Le département a indiqué que les organisations ont fondé leur action sur un ensemble de considérations juridiques applicables à tous les États parties à la Convention pour la prévention et la répression du crime de génocide, au nombre de 153 États. Parmi ces fondements figurent : la décision de la Cour internationale de Justice de 2024, l’adhésion officielle de la Belgique à la plainte déposée par l’Afrique du Sud devant la Cour, sa reconnaissance de l’État de Palestine, la compétence juridictionnelle universelle limitée des tribunaux belges, la violation des lois belges sur le commerce des armes et le risque que certains matériaux soient utilisés dans des opérations militaires à Gaza, ainsi que les violations du droit international humanitaire par Israël, sans oublier la forte mobilisation populaire reflétée dans les décisions et législations adoptées par certains parlements régionaux belges.
Le département a précisé que la Cour de Bruxelles a fondé son jugement sur des considérations constituant des obligations contraignantes pour tous les États. Elle a souligné le caractère obligatoire des décisions de la Cour internationale de Justice, ainsi que les obligations de la Belgique en vertu des conventions internationales, notamment la Convention sur le génocide. Elle a également rappelé que le droit belge reconnaît la primauté du droit international sur le droit interne, en particulier lorsqu’il s’agit d’un traité ratifié ou d’une norme impérative du droit international. La Cour a en outre mis l’accent sur la protection des droits humains fondamentaux, notamment le droit à la vie, ainsi que sur le principe juridique selon lequel la prévention du génocide constitue une obligation de comportement et non seulement de résultat, ce qui signifie que tout État conscient d’un risque sérieux est tenu de prendre des mesures raisonnables pour le prévenir.

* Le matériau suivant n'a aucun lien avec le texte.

Issue #417, opened 2017-03-22
Missing Value Error is not being caught when there are missing values in the matrix


NAnguiano:
If there are any missing values in the matrix, a missing value error should be returned. Right now, a missing value error is not being returned. It also seems like the missing value error is being caught in the wrong spot - almost as if it's a catch-all for all of the problems that could arise in the matrix. In the spot that it looks like a missing value error should be caught, it seems as though an invalidMatrixData warning is being returned instead. However, in all missing value test files, there are no errors or warnings being returned at all.

NAnguiano:
@eileenchoe @ebachoura, pinging you guys for this one.

kdahlquist:
@eileenchoe, since you are in a stable state with #362, focus on fixing this bug first.

NAnguiano:
I'm not sure if this is related to this or not, but I managed to get this error to show up while testing pull request #458. I loaded file adjacency-matrix-modifications > extra-column-end-of-sheet-input.xlsx.

![screen shot 2017-04-27 at 7 53 48 pm](https://cloud.githubusercontent.com/assets/6444156/25512536/6308e35a-2b83-11e7-9a74-0819e6a3c939.png)

This isn't a huge bug, but "undefined2" doesn't make much sense.

anuvarsh:
Errors and warnings present the letter and number of the row and column. It looks like it's only catching the number and not the letter.

NAnguiano:
@eileenchoe Weirdness is going on with the test suite. There's an error in the errors array that is straight up just half finished and doesn't actually seem to be used anywhere. It's called "outsideCellError". I'm worried that this testing problem may run a bit deeper than it appears even now...

![screen shot 2017-04-28 at 5 48 31 pm](https://cloud.githubusercontent.com/assets/6444156/25551526/eb92a00a-2c3a-11e7-8eab-f1271dc2ea60.png)
.... I have no idea how this happened, but git blame attributes it to me, so I suppose I have no one to blame but myself :scream:

NAnguiano:
@eileenchoe I found more test weirdness! Namely this little gem in warnings-adjacency-matrix-modifications...
![screen shot 2017-05-02 at 5 12 28 pm](https://cloud.githubusercontent.com/assets/6444156/25644433/c0b5b00c-2f5a-11e7-9c8d-6a258f058476.png)

[...]

PR #486, opened 2017-05-15
ESLint Integration, Code Cleanup + Bug Fixes

NAnguiano:
This is sort of a last hoorah for me I guess!

As promised, the stylistic changes. The code is now consistent style-wise in every single one of the 32-ish javascript files in this project (well excluding some parts of graph.js but I tried). And upon doing this, I discovered some major bugs and patched them, as well as some minor ones.

This is what I started with at 11pm last night:
screen shot 2017-05-14 at 10 58 12 pm

It's now down to a sparkling 0 errors. You can now run "npm run lint" (after npm installing) to see how your code is doing style-wise. If you have an editor like Atom, it will yell at you if you go against the rules of ESLint. I added to our rules list the ones we voted on, as well as some other ones that I felt integrated well with them. 

Ok, so changes:
1. Found and fixed bug noted in #417 where the warnings modal was listing "undefined".
* This bug still exists, but I solved the initial reason I was getting the error - there was an object being mentioned in the error string that wasn't defined in the file referencing it. The object gave the corresponding column letter for whatever the number of the erroring column was (1 = A, 2 = B, etc). With it there, this displays normally most of the time, unless the error is way outside the bounds of what the object can list.
2. Again as noted in #417, I fixed a bug with the warnings error being caused by a typo. It was actually impossible to get a warnings error from an xlsx file beforehand. I've added it in, and corrected a test that was failing because it wasn't there. 
3. Based on that bug fix, I was able to make the test that reads "should return warnings count error" actually return a warnings count error (or 49,062 warnings count errors, to be exact).
4. Fixed a typo in export-tests that was keeping a test from running at all. We now have one additional test as a result, so there are 202 passing tests.
5. Found and fixed a bug in graph.js that made it so that the graph would get weirdly cut off on the right-hand side of the bounding box immediately upon load. 

Also fixed some less important typos, cleaned up some parts of the code, condensed a few things, and tried to make things generally more pleasant to work with. Graphjs is still a bit of a mess, but... I made an attempt.

So yeah. I don't think much should have changed at all. I didn't really do much other than reformat the code so that it's following some consistent guidelines. Everything seems to run just as expected, and all tests pass.  Then again, it's like 5am and I've been coding for the past 6 hours so I'm probably not the best person to ask. I really just wanted to get this done and ready before you all started on the summer stuff. Even if I'm cutting it super close. 😅 

Let me know if I need to change anything. 

Have a great summer, guys :heart: I'll be around


eileenchoe:
Pull Request Checklist
- [ ] All Tests Pass

eileenchoe:
Thanks so much Nicole! The code is looking great, and loads cleaner and more readable. @mihirsamdarshi is fixing some merge conflicts that resulted from the merge of his pull request yesterday but other than that, it's passing all the tests!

Le « département juridique du Front démocratique de libération de la Palestine » a appelé les instances judiciaires nationales et internationales à suivre l’exemple de la Cour d’appel de Bruxelles, en respectant les décisions de la Cour internationale de Justice et en mettant fin à l’exportation d’armes vers Israël ainsi qu’à tout ce qui peut être utilisé dans des opérations militaires. Il a affirmé que cette décision, bien qu’elle constitue un précédent positif face aux violations continues du droit international, représente également une lueur d’espoir pour tous ceux qui tiennent au respect du droit et à la crédibilité du système judiciaire international. Cela repose sur une réalité essentielle: la réhabilitation du droit international et la protection des droits humains, notamment à Gaza et en Palestine, sont une responsabilité collective internationale qui commence par la reddition de comptes des criminels de guerre israéliens et leur jugement au niveau international.